> **Exercise objective**
Filter the entries and keep only the lines where the string "plain" appears.

> **Provided data**
════════

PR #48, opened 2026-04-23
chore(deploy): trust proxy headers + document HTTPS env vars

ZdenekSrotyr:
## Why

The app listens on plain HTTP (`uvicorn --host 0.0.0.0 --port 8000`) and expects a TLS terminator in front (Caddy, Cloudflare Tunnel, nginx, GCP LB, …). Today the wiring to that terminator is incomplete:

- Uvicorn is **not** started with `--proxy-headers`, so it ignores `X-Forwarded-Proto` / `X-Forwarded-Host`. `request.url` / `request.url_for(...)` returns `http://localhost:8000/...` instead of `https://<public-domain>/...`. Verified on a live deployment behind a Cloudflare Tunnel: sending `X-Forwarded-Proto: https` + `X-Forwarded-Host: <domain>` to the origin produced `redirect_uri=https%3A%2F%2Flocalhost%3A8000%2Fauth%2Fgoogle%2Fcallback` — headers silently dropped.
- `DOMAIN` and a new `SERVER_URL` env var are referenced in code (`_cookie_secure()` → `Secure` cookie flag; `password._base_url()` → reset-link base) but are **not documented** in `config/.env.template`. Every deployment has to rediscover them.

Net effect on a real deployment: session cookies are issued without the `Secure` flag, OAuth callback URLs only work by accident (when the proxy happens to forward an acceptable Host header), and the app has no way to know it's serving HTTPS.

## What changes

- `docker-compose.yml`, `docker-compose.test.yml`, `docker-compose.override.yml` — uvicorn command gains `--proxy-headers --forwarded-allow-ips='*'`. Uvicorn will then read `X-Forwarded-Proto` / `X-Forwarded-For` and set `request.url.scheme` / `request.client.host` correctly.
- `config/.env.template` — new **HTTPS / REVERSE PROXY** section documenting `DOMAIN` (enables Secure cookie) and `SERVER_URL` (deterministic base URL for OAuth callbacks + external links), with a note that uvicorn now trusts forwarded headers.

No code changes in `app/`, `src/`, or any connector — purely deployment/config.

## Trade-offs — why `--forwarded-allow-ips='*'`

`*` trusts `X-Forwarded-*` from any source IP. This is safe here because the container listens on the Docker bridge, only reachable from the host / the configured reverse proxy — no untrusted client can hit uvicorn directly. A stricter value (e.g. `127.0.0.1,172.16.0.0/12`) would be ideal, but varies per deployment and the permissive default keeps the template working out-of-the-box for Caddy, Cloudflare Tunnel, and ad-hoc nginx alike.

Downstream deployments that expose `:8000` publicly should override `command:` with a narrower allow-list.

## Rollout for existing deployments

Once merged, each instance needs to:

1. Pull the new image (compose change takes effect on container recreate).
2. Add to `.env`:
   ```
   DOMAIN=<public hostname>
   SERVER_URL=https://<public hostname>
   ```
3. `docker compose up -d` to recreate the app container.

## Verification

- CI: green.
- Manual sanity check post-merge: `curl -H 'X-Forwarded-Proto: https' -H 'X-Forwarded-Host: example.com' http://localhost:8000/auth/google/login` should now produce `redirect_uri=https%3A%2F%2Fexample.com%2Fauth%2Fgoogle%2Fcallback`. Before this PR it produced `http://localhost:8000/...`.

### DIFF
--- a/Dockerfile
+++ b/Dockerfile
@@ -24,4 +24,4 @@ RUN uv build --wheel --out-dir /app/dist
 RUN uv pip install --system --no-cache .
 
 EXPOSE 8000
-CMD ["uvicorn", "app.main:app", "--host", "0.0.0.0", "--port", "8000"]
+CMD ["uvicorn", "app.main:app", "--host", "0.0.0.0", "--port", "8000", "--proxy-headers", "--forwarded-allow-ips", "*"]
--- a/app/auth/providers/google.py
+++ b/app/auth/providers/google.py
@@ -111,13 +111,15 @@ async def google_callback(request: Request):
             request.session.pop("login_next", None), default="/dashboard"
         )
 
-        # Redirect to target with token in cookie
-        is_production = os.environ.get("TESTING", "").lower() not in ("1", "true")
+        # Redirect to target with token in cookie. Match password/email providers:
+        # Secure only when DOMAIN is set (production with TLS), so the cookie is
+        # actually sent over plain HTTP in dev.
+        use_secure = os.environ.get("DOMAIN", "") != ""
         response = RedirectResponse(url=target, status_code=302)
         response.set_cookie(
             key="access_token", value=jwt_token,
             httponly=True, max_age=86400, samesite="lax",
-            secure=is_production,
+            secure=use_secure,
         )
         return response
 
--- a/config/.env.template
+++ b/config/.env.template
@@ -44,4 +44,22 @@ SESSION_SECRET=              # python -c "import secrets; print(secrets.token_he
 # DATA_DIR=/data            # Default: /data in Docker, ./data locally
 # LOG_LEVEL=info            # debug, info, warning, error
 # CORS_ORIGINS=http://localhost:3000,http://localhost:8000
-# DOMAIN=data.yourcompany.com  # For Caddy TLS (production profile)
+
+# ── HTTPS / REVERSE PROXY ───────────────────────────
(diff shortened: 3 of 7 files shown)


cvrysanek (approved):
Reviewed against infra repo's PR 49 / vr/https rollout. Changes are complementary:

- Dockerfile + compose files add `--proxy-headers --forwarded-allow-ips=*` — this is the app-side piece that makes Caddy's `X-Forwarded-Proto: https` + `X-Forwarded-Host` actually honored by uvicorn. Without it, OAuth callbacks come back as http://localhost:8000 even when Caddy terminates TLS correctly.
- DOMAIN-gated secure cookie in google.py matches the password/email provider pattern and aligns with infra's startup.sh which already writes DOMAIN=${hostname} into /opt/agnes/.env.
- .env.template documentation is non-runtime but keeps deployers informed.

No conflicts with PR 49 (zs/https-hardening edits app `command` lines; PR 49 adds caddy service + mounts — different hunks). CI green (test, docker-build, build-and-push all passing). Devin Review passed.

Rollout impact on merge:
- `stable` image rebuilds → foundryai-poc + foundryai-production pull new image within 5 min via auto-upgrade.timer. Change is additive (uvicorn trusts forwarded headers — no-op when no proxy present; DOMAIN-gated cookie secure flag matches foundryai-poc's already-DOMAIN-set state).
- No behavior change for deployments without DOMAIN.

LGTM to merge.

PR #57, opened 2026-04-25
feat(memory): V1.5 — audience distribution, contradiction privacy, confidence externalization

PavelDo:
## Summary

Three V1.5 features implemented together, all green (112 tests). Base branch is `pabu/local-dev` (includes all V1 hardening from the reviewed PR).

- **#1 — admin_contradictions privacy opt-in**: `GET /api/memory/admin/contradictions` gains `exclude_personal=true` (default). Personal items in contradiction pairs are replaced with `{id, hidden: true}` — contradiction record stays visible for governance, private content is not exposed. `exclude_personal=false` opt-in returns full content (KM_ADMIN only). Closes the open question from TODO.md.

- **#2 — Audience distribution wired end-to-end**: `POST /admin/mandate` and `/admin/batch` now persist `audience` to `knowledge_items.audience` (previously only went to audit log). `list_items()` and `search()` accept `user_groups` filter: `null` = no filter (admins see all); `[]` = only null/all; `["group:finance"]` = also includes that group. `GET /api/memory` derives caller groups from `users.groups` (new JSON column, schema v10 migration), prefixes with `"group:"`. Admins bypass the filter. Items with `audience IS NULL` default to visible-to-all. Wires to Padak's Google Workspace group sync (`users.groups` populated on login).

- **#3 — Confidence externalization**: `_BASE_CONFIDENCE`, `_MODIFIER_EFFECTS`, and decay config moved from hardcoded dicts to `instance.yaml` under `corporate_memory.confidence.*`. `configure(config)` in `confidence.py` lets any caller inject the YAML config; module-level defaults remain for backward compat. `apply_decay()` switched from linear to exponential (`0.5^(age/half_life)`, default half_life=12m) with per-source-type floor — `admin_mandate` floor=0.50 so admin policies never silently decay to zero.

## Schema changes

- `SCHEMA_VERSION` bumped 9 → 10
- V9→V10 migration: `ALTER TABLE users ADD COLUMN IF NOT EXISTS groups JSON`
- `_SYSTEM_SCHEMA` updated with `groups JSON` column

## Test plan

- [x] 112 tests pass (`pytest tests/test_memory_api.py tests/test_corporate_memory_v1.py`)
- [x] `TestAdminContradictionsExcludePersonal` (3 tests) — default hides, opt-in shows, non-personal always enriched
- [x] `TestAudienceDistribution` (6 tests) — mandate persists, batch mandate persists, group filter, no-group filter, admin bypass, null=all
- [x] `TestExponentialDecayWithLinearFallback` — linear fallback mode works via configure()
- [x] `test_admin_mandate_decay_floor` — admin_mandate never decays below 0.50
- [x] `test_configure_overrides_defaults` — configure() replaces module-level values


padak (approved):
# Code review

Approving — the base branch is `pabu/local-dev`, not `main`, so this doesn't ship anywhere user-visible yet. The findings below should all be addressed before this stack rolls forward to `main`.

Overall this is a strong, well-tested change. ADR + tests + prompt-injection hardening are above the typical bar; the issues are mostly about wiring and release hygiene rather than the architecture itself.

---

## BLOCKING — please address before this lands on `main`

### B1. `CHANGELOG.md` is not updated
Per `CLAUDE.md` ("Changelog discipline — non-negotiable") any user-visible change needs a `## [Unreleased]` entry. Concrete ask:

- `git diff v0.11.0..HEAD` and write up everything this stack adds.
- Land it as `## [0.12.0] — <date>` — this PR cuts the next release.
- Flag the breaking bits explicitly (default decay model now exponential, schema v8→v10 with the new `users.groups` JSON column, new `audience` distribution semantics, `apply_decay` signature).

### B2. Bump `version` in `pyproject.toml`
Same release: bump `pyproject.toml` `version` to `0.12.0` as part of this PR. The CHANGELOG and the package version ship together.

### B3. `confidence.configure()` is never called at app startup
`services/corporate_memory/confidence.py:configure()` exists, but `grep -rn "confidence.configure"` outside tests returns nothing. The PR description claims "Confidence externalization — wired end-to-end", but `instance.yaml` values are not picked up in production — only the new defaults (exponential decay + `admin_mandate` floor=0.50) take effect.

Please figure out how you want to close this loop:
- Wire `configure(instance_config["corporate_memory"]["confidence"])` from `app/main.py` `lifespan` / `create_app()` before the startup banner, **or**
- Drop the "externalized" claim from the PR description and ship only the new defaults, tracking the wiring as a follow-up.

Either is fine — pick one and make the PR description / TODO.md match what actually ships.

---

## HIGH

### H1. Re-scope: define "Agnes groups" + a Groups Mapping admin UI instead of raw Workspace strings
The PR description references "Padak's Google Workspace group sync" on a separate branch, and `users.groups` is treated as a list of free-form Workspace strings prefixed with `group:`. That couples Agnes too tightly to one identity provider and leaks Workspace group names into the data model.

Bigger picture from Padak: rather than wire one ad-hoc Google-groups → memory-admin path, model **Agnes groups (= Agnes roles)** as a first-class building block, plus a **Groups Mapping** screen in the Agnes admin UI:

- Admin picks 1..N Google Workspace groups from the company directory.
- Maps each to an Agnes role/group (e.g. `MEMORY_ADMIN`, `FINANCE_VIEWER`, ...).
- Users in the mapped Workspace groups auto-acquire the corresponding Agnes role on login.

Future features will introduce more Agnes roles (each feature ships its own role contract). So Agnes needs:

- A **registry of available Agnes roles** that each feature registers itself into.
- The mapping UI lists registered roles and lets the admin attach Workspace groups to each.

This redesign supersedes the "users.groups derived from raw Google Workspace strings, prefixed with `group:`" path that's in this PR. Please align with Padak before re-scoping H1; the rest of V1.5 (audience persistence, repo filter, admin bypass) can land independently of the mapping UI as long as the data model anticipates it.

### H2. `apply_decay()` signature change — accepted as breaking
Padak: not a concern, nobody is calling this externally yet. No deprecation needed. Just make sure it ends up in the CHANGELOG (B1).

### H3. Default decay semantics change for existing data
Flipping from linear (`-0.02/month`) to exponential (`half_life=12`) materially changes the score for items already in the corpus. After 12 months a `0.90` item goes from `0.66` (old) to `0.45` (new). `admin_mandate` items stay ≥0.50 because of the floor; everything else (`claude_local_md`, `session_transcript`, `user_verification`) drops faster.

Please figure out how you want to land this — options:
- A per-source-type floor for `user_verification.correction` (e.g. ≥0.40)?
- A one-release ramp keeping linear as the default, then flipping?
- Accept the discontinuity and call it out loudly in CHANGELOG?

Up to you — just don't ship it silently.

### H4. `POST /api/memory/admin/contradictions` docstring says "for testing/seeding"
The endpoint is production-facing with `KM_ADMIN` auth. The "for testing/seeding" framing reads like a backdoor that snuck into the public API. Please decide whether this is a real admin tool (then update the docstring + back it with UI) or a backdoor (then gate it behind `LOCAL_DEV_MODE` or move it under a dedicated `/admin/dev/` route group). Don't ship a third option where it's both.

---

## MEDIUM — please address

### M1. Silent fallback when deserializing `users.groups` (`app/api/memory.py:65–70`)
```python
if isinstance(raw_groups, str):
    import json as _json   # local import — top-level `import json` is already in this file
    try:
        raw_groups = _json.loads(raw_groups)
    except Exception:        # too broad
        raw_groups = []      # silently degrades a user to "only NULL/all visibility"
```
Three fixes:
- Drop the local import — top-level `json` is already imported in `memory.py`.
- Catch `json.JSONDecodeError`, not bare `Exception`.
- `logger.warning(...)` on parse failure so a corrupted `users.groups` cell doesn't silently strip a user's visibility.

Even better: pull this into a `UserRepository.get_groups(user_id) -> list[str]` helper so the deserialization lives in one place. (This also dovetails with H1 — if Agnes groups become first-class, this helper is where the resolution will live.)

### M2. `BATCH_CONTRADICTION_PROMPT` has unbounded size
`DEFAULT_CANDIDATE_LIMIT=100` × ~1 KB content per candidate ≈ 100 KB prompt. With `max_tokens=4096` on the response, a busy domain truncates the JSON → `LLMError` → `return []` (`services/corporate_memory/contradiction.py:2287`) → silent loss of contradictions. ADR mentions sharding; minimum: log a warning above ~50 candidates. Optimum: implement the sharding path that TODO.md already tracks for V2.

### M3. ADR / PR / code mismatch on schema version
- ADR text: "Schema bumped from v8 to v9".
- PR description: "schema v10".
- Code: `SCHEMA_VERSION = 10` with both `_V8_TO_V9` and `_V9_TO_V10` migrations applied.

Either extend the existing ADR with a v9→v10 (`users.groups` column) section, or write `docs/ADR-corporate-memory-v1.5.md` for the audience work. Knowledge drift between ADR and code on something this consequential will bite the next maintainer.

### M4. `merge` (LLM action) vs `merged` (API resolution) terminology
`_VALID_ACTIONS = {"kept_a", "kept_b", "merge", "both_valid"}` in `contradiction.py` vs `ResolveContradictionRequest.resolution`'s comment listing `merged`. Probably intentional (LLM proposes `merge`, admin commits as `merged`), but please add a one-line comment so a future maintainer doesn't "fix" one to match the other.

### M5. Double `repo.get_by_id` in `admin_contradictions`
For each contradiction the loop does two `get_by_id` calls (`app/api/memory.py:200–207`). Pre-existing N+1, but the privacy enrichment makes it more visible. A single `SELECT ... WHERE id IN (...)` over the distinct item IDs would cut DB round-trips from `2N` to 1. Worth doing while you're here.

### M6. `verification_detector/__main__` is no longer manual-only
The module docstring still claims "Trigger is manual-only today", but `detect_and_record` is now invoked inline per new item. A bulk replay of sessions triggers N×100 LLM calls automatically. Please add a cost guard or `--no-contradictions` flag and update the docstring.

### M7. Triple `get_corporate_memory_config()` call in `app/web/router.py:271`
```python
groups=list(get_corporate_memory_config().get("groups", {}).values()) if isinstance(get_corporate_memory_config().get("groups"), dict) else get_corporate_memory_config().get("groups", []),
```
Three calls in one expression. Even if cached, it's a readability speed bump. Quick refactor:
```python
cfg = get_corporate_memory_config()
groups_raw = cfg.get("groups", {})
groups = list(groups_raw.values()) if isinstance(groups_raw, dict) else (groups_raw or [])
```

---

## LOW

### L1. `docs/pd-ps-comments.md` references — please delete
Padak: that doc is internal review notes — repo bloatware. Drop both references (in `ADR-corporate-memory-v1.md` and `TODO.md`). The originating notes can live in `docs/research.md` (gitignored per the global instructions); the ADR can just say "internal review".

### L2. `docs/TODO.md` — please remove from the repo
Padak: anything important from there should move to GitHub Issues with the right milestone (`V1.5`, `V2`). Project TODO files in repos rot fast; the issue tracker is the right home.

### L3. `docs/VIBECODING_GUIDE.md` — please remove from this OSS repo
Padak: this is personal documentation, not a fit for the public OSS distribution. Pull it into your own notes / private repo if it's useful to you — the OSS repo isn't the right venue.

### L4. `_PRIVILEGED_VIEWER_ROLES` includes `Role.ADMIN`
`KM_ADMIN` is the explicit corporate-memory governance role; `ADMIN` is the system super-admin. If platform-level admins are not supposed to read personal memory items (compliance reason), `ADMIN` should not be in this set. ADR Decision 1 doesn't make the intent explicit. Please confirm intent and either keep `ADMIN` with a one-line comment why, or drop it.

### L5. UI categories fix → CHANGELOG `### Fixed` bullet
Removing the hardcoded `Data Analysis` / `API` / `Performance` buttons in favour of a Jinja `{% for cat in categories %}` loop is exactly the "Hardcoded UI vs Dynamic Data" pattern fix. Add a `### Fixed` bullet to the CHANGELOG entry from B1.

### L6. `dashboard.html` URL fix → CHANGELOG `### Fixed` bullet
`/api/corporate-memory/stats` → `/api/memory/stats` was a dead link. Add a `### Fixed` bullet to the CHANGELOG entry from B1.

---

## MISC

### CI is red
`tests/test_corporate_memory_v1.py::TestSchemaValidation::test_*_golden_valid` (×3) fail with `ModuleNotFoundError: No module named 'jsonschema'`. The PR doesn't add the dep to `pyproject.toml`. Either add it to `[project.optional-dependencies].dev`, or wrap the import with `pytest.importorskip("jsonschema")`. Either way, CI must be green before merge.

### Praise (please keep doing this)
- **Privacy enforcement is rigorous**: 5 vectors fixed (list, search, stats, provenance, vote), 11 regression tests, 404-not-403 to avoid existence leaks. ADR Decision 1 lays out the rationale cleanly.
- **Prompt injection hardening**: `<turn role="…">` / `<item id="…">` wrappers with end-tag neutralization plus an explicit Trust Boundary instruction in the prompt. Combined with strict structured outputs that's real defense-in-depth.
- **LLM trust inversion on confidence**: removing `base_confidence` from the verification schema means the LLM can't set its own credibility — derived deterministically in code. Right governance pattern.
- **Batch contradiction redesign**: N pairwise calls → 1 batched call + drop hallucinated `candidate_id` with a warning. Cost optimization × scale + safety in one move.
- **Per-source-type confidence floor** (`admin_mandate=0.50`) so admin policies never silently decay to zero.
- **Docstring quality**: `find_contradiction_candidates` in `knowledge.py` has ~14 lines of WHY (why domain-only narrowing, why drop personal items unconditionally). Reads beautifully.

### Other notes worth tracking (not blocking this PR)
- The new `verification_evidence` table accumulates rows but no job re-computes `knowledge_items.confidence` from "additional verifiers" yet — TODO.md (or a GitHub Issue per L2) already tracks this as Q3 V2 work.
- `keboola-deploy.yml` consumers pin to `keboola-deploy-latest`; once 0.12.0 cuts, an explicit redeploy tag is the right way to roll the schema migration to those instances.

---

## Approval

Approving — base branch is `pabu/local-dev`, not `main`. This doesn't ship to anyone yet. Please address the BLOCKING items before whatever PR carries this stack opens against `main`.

════════

> **Your solution**
The app listens on plain HTTP (`uvicorn --host 0.0.0.0 --port 8000`) and expects a TLS terminator in front (Caddy, Cloudflare Tunnel, nginx, GCP LB, …). Today the wiring to that terminator is incomplete:
+        # actually sent over plain HTTP in dev.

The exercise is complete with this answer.